Помню, ночь провел в раздумьях, почти не спал. И утром сказал «нет». Даже не помню почему. Все было уж чересчур соблазнительно. И я, тем не менее, сказал «нет». Вернулся в Свердловск и сдался в армию. Сам пришел в военкомат и сказал: «Хочу служить в армии».
Несмотря на некоторую спонтанность, даже взбалмошность, для меня это было рациональное, очень трезвое решение. Ведь если не армия, значит, надо идти отрабатывать «молодым специалистом» три года, чтобы получить свободу. И я понял, что мне нужно срочно повернуть в какую-то другую сторону.
В армии мне нужно было служить всего год. Но все равно казалось – новый опыт получу, хоть какая-то польза будет. Ни на секунду не подумалось, что этот путь окажется таким промыслительным. Но не буду забегать вперед.
Я из Свердловска уходил в армию, мама приехала меня провожать, очень несчастная: «Ну что же ты, сын, с ума сошел?» Впрочем, надеялась, что, может, хоть в армии я образумлюсь и вернусь на архитектурную стезю. Очень сокрушалась, ей так нравилось, что ее сын получил такое замечательное образование, стал архитектором, она с гордостью говорила всем: «А мой-то, мой-то…» Особенно тем своим подружкам, которые в свое время (я же ведь родился недоношенным) сетовали: «Эх, Валя, не жилец он у тебя». А я – надо же, архитектором стал! И вдруг это все рушится. Я понимаю, как им больно было – маме и отцу.
Внутренние войска
Конечно, поначалу было тяжко. Каким бы «рациональным» ни было это мое решение, такого я не ожидал. В учебке ты просто не знаешь ни где ты, ни что ты. Носишься, выполняя самые бессмысленные или развеселые приказы; ты – никто. К этому довольно сложно привыкнуть. Ты не просто ноль, а даже отрицательная величина – ведь вокруг пацаны желторотые выполняют те же дуболомные команды, а я все-таки взрослым человеком себя уже чувствовал. Дипломированным архитектором! В 1976 году мне было 24 года. А со мной служила пацанва восемнадцатилетняя.

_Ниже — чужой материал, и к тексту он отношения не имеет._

PR #92, opened 2021-03-17
resource: Don't create a signal event for SIGCHLD

bmarzins:
Signal event handling through sd_event_add_signal() has special code to
deal with the fact that sd_event_add_child() may also be watching for
the SIGCHLD signal. If SIGCHLD is watched by the new SID signal event
code, it can get stuck in _sd_signal_event_handler() when a child exits.

Don't watch for SIGCHLD, to avoid interfering with sd_event_add_child().
Also, open the signalfd in non-blocking mode, as sd_event_add_signal()
does, to avoid the possibility of getting stuck in
_sd_signal_event_handler().


prajnoha:
Good catch, thanks for the patch!

PR #96, opened 2021-03-26
resource: ubridge: define and use flags for _cmd_regs representing ucmd commands

prajnoha:
Define CMD_KV_IMPORT_UDEV, CMD_KV_EXPORT_UDEV, CMD_KV_EXPORT_SID,
CMD_SESSION_ID to control whether certain records are imported/exported
and whether the command can make use and export session ID (support for
sessions is yet to be implemented). This is mainly to avoid trying to
import and export records for commands which are not supposed to do so.

### DIFF
--- a/src/resource/ubridge.c
+++ b/src/resource/ubridge.c
@@ -290,7 +290,15 @@ struct cross_bitmap_calc_arg {
 };
 
 /*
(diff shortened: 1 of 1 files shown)


prajnoha:
Included in PR #89.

Но рано или поздно все заканчивается, кончилась и учебка. Меня определили во внутренние войска. Часть наша находилась в Свердловске.
Здесь мне посчастливилось узнать, что за специфический контингент служит во внутренних войсках. Так ведь и служба специфическая, да еще и с оружием. Причем «внутренние войска» – очень широкое понятие. Я служил не просто во внутренних, а в конвойных. К примеру, писатель Сергей Довлатов тоже служил в конвойных, но он на вышке стоял. Ему там конвоировать – плевое дело. А мы развозили по всей стране заключенных в вагонах, которые – оскорбительно для премьер-министра Петра Столыпина – так и назывались столыпинскими. Столыпин-то их придумал совсем для другого. В этом вагоне – купе, только стенки между ними не сплошные, а решетчатые. И если в нормальном купе размещаются по четыре человека, то в столыпинском – человек по 10–15. И еще одни нары сверху. В общем, весь вагон набит людьми.